HOMO‐LUMO energies and calculated global chemical parameters of compounds AzoNH, MeAzoNH, MeOAzoNH, and ClAzoNH.

Parameters	AzoNH	MeAzoNH	MeOAzoNH	ClAzoNH
ELUMO +1	−2.20	−1.95	−2.14	−2.21
ELUMO	−2.67	−2.27	−2.54	−2.74
EHOMO	−6.19	−5.83	−5.97	−6.19
EHOMO −1	−6.70	−6.26	−6.59	−6.75
ΔE	3.52	3.56	3.43	3.45
$\mathrm{c}$	4.43	4.05	4.25	4.46
$\eta$	1.76	1.78	1.71	1.72
$\sigma$	0.57	0.56	0.58	0.58
$\omega$	5.57	4.61	5.28	5.78

* c: chemical potential, $\eta$ : chemical hardness, $\sigma$ : global softness and ω: electrophilicity index.

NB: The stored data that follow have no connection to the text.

PR #927, opened 2024-09-26
chore: retry lazy load components when server is down [WD-13909]

mas-who:
## Done

- support retry lazy loading modules with increasing delay
- add more info for dynamic module loading error in the Error page

## QA

1. Run the LXD-UI:
    - Load LXD-UI initially, don't navigate anywhere so that the pages are not cached
    - Open dev tool, go to the Network tab and select Offline as network condition
    - Go to a different page in the UI, it may not be very noticeable but it will now take a little longer for the error page to show because we will now retry fetch the module a few times before throwing an error (this will be more noticeable if you increase the delayTime input for the `lazyWithRetry` function.
    - See that the error message includes details about lxd server being down if it's a dynamic module loading error

## Screenshots
Screenshot from 2024-09-26 10-27-29

### DIFF
--- a/src/components/ErrorPage.tsx
+++ b/src/components/ErrorPage.tsx
@@ -40,6 +40,35 @@ ${error?.stack ?? "No stack trace"}
   useEffect(updateHeight, []);
   useEventListener("resize", updateHeight);
 
+  const errorBlocks = [];
+  if (error?.message) {
+    errorBlocks.push({
+      title: "Error",
+      appearance: CodeSnippetBlockAppearance.NUMBERED,
+      wrapLines: true,
+      code: error.message,
+    });
+  }
+
+  if (error?.message.toLowerCase().includes("dynamically imported module")) {
+    errorBlocks.push({
+      title: "Possible causes",
+      appearance: CodeSnippetBlockAppearance.NUMBERED,
+      wrapLines: true,
+      code: `This might be due to a temporary network issue. Please try refreshing the page.
+If the problem continues, ensure your connection to the LXD server is active or try again later.`,
+    });
+  }
+
+  if (error?.stack) {
+    errorBlocks.push({
+      title: "Stack trace",
+      appearance: CodeSnippetBlockAppearance.NUMBERED,
+      wrapLines: true,
+      code: error.stack,
+    });
+  }
+
   return (
     <Strip className="u-no-padding--bottom">
       <Notification severity="negative" title="Error">
@@ -50,28 +79,7 @@ ${error?.stack ?? "No stack trace"}
       </Notification>
       <CodeSnippet
         className="error-info u-no-margin--bottom"
-        blocks={[
-          ...(error?.message
-            ? [
-                {
-                  title: "Error",
-                  appearance: CodeSnippetBlockAppearance.NUMBERED,
-                  wrapLines: true,
-                  code: error.message,
-                },
-              ]
-            : []),
-          ...(error?.stack
-            ? [
-                {
-                  title: "Stack trace",
-                  appearance: CodeSnippetBlockAppearance.NUMBERED,
-                  wrapLines: true,
-                  code: error.stack,
-                },
-              ]
-            : []),
-        ]}
+        blocks={errorBlocks}
       />
     </Strip>
   );
--- a/src/util/lazyWithRetry.tsx
+++ b/src/util/lazyWithRetry.tsx
@@ -1,0 +1,63 @@
+import { lazy } from "react";
+import { delay } from "./helpers";
+
+const RETRIES = 3;
+const DELAY_TIME = 250;
+
+// This function is a wrapper around React.lazy that will retry the import
+// keeping the function type signature the same as React.lazy
+// using "any" type here allows for components with any type interface to be imported
+// eslint-disable-next-line @typescript-eslint/no-explicit-any
+const lazyWithRetry = <T extends React.ComponentType<any>>(
+  importFunction: () => Promise<{ default: T }>,
+) => {
+  const retryImport = async () => {
+    try {
+      const module = await importFunction();
+      return module;
+    } catch (error) {
+      let lastError = error as Error;
+      for (let attempt = 0; attempt < RETRIES; attempt++) {
+        await delay(DELAY_TIME * attempt);
+
+        // dynamic import i.e. import() unfortunately caches network response for fetching modules
+        // this is true even if a module fails to load
+        // if we simply just retry the import, the cached error response will be returned
+        // to work around this, we can invalidate the cache by adding a dynamic query parameter to the module URL
+        // the original module url can be potentially found in the error message
+        // HOWEVER, this is not a guaranteed solution since the error message may not contain the module URL depending on the browser used
+        // therefore, this is a best effort attempt, worst case scenario, the error will be thrown again causing the error boundary to render
+        const origin = window.location.origin;
+        const errorSegments = (error as Error).message.split(" ");
+        let moduleUrl = "";
+        for (const segment of errorSegments) {
+          if (segment.startsWith(origin)) {
+            moduleUrl = segment;
+            break;
+          }
+        }
+
+        const url = new URL(moduleUrl.trim());
+        // add a timestamp query parameter to invalidate the cache
+        url.searchParams.set("cacheBuster", `${+Date.now()}`);
+
+        try {
+          // vite does not support static checks with dynamic imports that takes in a non-relative path
+          // ref: https://github.com/rollup/plugins/tree/master/packages/dynamic-import-vars#limitations
+          const module = (await import(/* @vite-ignore */ url.href)) as {
+            default: T;
+          };
+          return module;
+        } catch (e) {
+          lastError = e as Error;
+        }
+      }
+
+      throw lastError;
+    }
+  };
+
+  return lazy(retryImport);
+};
+
+export default lazyWithRetry;
--- a/src/App.tsx
+++ b/src/App.tsx
@@ -1,4 +1,4 @@
-import { FC, lazy, Suspense } from "react";
+import { FC, Suspense } from "react";
 import { Navigate, Route, Routes } from "react-router-dom";
 import Loader from "components/Loader";
 import ProjectRedirect from "pages/projects/ProjectRedirect";
@@ -10,6 +10,7 @@ import CustomLayout from "components/CustomLayout";
 import NoMatch from "components/NoMatch";
 import { logout } from "util/helpers";
 import NoProject from "components/NoProject";
+import lazy from "util/lazyWithRetry";
 
 const CertificateAdd = lazy(() => import("pages/login/CertificateAdd"));
 const CertificateGenerate = lazy(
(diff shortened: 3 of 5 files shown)


src/util/lazyWithRetry.tsx
```diff
@@ -0,0 +1,32 @@
+import { lazy } from "react";
+import { delay } from "./helpers";
+
+// This function is a wrapper around React.lazy that will retry the import
+// keeping the function type signature the same as React.lazy
+// using "any" type here allows for components with any type interface to be imported
+// eslint-disable-next-line @typescript-eslint/no-explicit-any
+const lazyWithRetry = <T extends React.ComponentType<any>>(
+  importFunction: () => Promise<{ default: T }>,
+  retries = 3,
```
mas-who, line 10: @edlerd @Kxiru open to suggestions for reasonable retries and delay time. Note `delayTime` here essentially is the ceiling of how long we would wait to retry import again (for the final attempt)

src/util/lazyWithRetry.tsx
```diff
@@ -0,0 +1,32 @@
...
+      try {
+        const module = await importFunction();
+        return module;
+      } catch (error) {
+        // set err here so we can use it outside of the while loop context
+        err = error;
+      }
+
+      retries--;
+      await delay(delayTime / retries);
```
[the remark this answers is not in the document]
mas-who: retries is decreasing so multiplication would decrease the delay

src/util/lazyWithRetry.tsx
```diff
@@ -0,0 +1,32 @@
...
+// using "any" type here allows for components with any type interface to be imported
+// eslint-disable-next-line @typescript-eslint/no-explicit-any
+const lazyWithRetry = <T extends React.ComponentType<any>>(
+  importFunction: () => Promise<{ default: T }>,
+  retries = 3,
+  delayTime = 500,
+) => {
+  return lazy<T>(async () => {
+    let err: unknown;
+    while (retries > 0) {
```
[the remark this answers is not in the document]
mas-who: aah okay, makes sense, please disregard the earlier comment for decreasing delay

src/components/ErrorPage.tsx
```diff
@@ -40,6 +40,25 @@ ${error?.stack ?? "No stack trace"}
...
+      modifiedError = new Error(
+        `${error.message}. This is likely due to a network issue or the lxd server being unreachable.`,
+      );
+      modifiedError.stack = error.stack;
+      modifiedError.name = error.name;
+    }
+  }
+
+  const displayError = modifiedError || error;
+
```
edlerd, line 61: Do we really need to modify the error? I think we can modify the rendering of the error message below and append the text there, which seems much simpler and more straight forward.

src/util/lazyWithRetry.tsx
```diff
@@ -0,0 +1,31 @@
...
+) => {
+  return lazy<T>(async () => {
+    let err: unknown;
+    for (let attempt = 0; attempt < retries; attempt++) {
+      try {
+        const module = await importFunction();
+        return module;
+      } catch (error) {
+        // set err here so we can use it outside of the loop context
+        err = error;
```
edlerd, line 21:
```suggestion
if (attempt === retries -1) {
  throw error;
}
```
Maybe simpler? This way we don't need another reference for the error and after the last error we avoid extra call to delay.

edlerd: Then let's keep it as is. I think it is actually easier to read than my suggestion.

edlerd (changes requested):
This seems to not work as expected. I blocked one of the js files manually with chrome dev tools and see only one request for the resource, where I would expect 3 network requests due to the retry.

edlerd:
image

edlerd:
> Edit: @edlerd so I pushed an approach, I would like to know what you think about it. Due to `React.lazy` caching success or failed promises for module import network calls, we need to invalidate the cache when retrying an import. To do this, we can try extract the module url from the error message and add a dynamic query param to force cache invalidation. This unfortunately is a best effort approach, since the error message may or may not contain the module url depending on the browser. However, I think this is acceptable since worst case scenario the error boundary will render. See this related [issue](https://github.com/facebook/react/issues/14254) regarding `React.lazy`, there are some approaches suggested which I think all look not so great. TBH, I'm also happy to not introduce this complexity, and maybe we just improve the error page rendered text? wdyt?

If we have a way "auto-heal" I think it is worth the complexity as it is contained within on file. I think there is a bit simpler approach using recursion as described in [this blog](https://dev.to/goenning/how-to-retry-when-react-lazy-fails-mb5). Not sure if this one still works, but maybe we can adopt it here?

mas-who:
> If we have a way "auto-heal" I think it is worth the complexity as it is contained within on file. I think there is a bit simpler approach using recursion as described in [this blog](https://dev.to/goenning/how-to-retry-when-react-lazy-fails-mb5). Not sure if this one still works, but maybe we can adopt it here?

Thanks for the resource :) I did see this one and tried it, most of the articles I've seen have similar recursive or iterative implementations. The problem is really that a dynamic import would cache successful or failed network requests i.e. `import(<module>)` would return a promise to `React.lazy`, if it failed, then future `import` calls for the same module, within the same browser session would fail because the cached failure response. Here is a good [reference](https://github.com/whatwg/html/issues/6768?source=post_page-----c7755a7d557a--------------------------------) about this issue, also I found the workaround with the query params there. The current approach in this PR works on chrome and firefox, but I'm not sure about safari. afaik, the only reliable way to get around the dynamic import cache issue is to do a `window.location.reload`, but I think this does not result in a good user experience.

edlerd:
> Thanks for the resource :) I did see this one and tried it, most of the articles I've seen have similar recursive or iterative implementations. The problem is really that a dynamic import would cache successful or failed network requests i.e. `import(<module>)` would return a promise to `React.lazy`, if it failed, then future `import` calls for the same module, within the same browser session would fail because the cached failure response. Here is a good [reference](https://github.com/whatwg/html/issues/6768?source=post_page-----c7755a7d557a--------------------------------) about this issue, also I found the workaround with the query params there. The current approach in this PR works on chrome and firefox, but I'm not sure about safari. afaik, the only reliable way to get around the dynamic import cache issue is to do a `window.location.reload`, but I think this does not result in a good user experience.

Yes, reload should be avoided. I suspected the recursive approach might avoid the caching behaviour.

mas-who:
> > Thanks for the resource :) I did see this one and tried it, most of the articles I've seen have similar recursive or iterative implementations. The problem is really that a dynamic import would cache successful or failed network requests i.e. `import(<module>)` would return a promise to `React.lazy`, if it failed, then future `import` calls for the same module, within the same browser session would fail because the cached failure response. Here is a good [reference](https://github.com/whatwg/html/issues/6768?source=post_page-----c7755a7d557a--------------------------------) about this issue, also I found the workaround with the query params there. The current approach in this PR works on chrome and firefox, but I'm not sure about safari. afaik, the only reliable way to get around the dynamic import cache issue is to do a `window.location.reload`, but I think this does not result in a good user experience.
> 
> Yes, reload should be avoided. I suspected the recursive approach might avoid the caching behaviour.

Unfortunately not, caching happens within `import()`, so recursion or iterating the retries does not make a difference. Either than `window.location.reload`, I think other methods will be "best effort" approaches as this is a dynamic import behaviour that affects all UI frameworks, particularly SPAs I think since poor network connectivity affects chunk loading and there is no reliable way to heal

src/components/ErrorPage.tsx
```diff
@@ -40,6 +40,35 @@ ${error?.stack ?? "No stack trace"}
...
+    });
+  }
+
+  if (error?.message.toLowerCase().includes("dynamically imported module")) {
+    errorBlocks.push({
+      title: "Possible causes",
+      appearance: CodeSnippetBlockAppearance.NUMBERED,
+      wrapLines: true,
+      code: `There might be a network issue preventing access to the LXD server.
+Please verify if the LXD server is operational and accessible.`,
```
edlerd, line 59: I think the easiest resolution in this case is to refresh the page -- they initially loaded the UI, so it should just work. So don't ask them to verify, but to refresh.

src/util/lazyWithRetry.tsx
```diff
@@ -0,0 +1,62 @@
...
+import { delay } from "./helpers";
+
+// This function is a wrapper around React.lazy that will retry the import
+// keeping the function type signature the same as React.lazy
+// using "any" type here allows for components with any type interface to be imported
+// eslint-disable-next-line @typescript-eslint/no-explicit-any
+const lazyWithRetry = <T extends React.ComponentType<any>>(
+  importFunction: () => Promise<{ default: T }>,
+  retries = 3,
+  delayTime = 1000,
```
edlerd, line 11:
```suggestion
  delayTime = 250,
```
I don't think we should set it this high.
Also I don't think the delay time and the retires should be configurable. We can just define constants for it.

src/util/lazyWithRetry.tsx
```diff
@@ -0,0 +1,62 @@
...
+        await delay(delayTime * attempt);
+
+        // React.lazy unfortunately caches network response for fetching modules
+        // this is true even if a module fails to load
+        // if we simply just retry the import, React.lazy will return the same error response from its cache
+        // to work around this, we can invalidate the cache by adding a dynamic query parameter to the module URL
+        // the original module url can be potentially found in the error message
+        // HOWEVER, this is not a guaranteed solution since the error message may not contain the module URL depending on the browser used
+        // therefore, this is a best effort attempt, worst case scenario, the error will be thrown again causing the error boundary to render
+        const protocol = window.location.protocol;
```
edlerd, line 29: Probably safer to use the `window.location.origin`, as the protocol might be used in the error message itself. The origin is at least a bit more specific.

src/util/lazyWithRetry.tsx
```diff
@@ -0,0 +1,62 @@
...
+        for (const segment of errorSegments) {
+          if (segment.startsWith(protocol)) {
+            moduleUrl = segment;
+            break;
+          }
+        }
+
+        const url = new URL(moduleUrl.trim());
+        // add a timestamp query parameter to invalidate the cache
+        url.searchParams.set("t", `${+new Date()}`);
```
edlerd, line 41: better use `Date.now()`, as it has higher precision so and easier format.

Also I would call the parameter `cacheBuster`, not `t`.

edlerd (commented):
QA LGTM, nice approach :)

Some comments on the code and copy. should be very easy to address and then this should be good to merge.

src/components/ErrorPage.tsx
mas-who: Sounds good, but I think it would still be good to include the copy for checking lxd connection since this is a problem that miona have ran into before. So we can have something like:

```
This might be due to a temporary network issue. Please try refreshing the page.
If the problem continues, ensure your connection to the LXD server is active or try again later.
```

src/util/lazyWithRetry.tsx
mas-who: thanks for the catch, the delay time was set a little high so it was easy to test if the page would load again if I turn on the network. I've made the above changes now :)

src/util/lazyWithRetry.tsx
mas-who: nice! done :+1:

edlerd (approved):
LGTM

fatso83:
I might add that you can drop a bit of code by reusing this: https://www.npmjs.com/package/@fatso83/retry-dynamic-import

In Vitro Studies on the Antifungal Activity

All new compounds were tested against clinically significant fungal species C. albicans and C. neoformans. Each compound was dissolved in RPMI‐1640 at concentrations between 250 and 1.7 μg/mL. Amphotericin B was used as a positive control, for which 100 % inhibition was achieved for both strains in the entire range of concentrations. ^[39] The corresponding Minimum Inhibitory Concentration (MIC) values were calculated from the graphs of the percentage of inhibition against the concentration for each compound in the different strains, as shown in Figures S18‐S21. AzoNH, MeAzoNH, MeOAzoNH, and ClAzoNH exhibited MIC ₅₀ values of 5.91, 6.25, >125, and 2.08 μg/mL for C. albicans, respectively, and 2.83, 2.08, 9.16, and 23.08 μg/mL for C. neoformans, respectively (Table 2). Although ClAzoNH was the most active compound against C. albicans, it was also the least active for C. neoformans. On the other hand, the compound AzoNH stands out as the second compound with the most significant activity against both strains.

Table 2.

MIC values for azomethine‐pyrazole compounds on C. albicans (C.a) and C. neoformans (C.n).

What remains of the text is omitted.